PR #2393, opened 2021-11-08
Implementation of 5ttgen algorithms for neonatal data.

mblesac:
Co-authored-by: Manuel Blesa Cabez <mblesac@gmail.com>
Co-authored-by: Paola Galdi <paola.galdi@gmail.com>

PR #3193, opened 2025-10-01
5ttgen neonatal algorithms

Lestropie:
Supersedes #2393 (didn't want to suddenly start pushing to an external `master` branch).

This really needs test data. But it looks like access is pretty locked down. 
@jdtournier @mblesac @paola-g: Is anyone able to provide an example dataset? Hopefully if I downsample a dataset prior to uploading to `script_test_data`, it won't offend anybody...
I also note that there's reference to BIDS layout in more recent data releases, to which the current code bears no resemblance. I'm guessing that different data releases have used different storage conventions?


mblesac:
Hi @Lestropie , several things have changed and I think some things in the algorithm should be edited to make it applicable to most datasets. Let me get back to you after ISMRM deadline, then I'll have time to work on this. One quick question, what are your thought about including docker/apptainer in the scripts?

_ _ _ _

### ABOUT THIS EXERCISE
In the data above, start at the line that has "Implementation of 5ttgen", stop after the line that has "This really needs", and print every line in between exactly as it stands.

### COMPLETED TASK
Implementation of 5ttgen algorithms for neonatal data.

mblesac:
Co-authored-by: Manuel Blesa Cabez <mblesac@gmail.com>
Co-authored-by: Paola Galdi <paola.galdi@gmail.com>

PR #3193, opened 2025-10-01
5ttgen neonatal algorithms

Lestropie:
Supersedes #2393 (didn't want to suddenly start pushing to an external `master` branch).

This really needs test data. But it looks like access is pretty locked down. 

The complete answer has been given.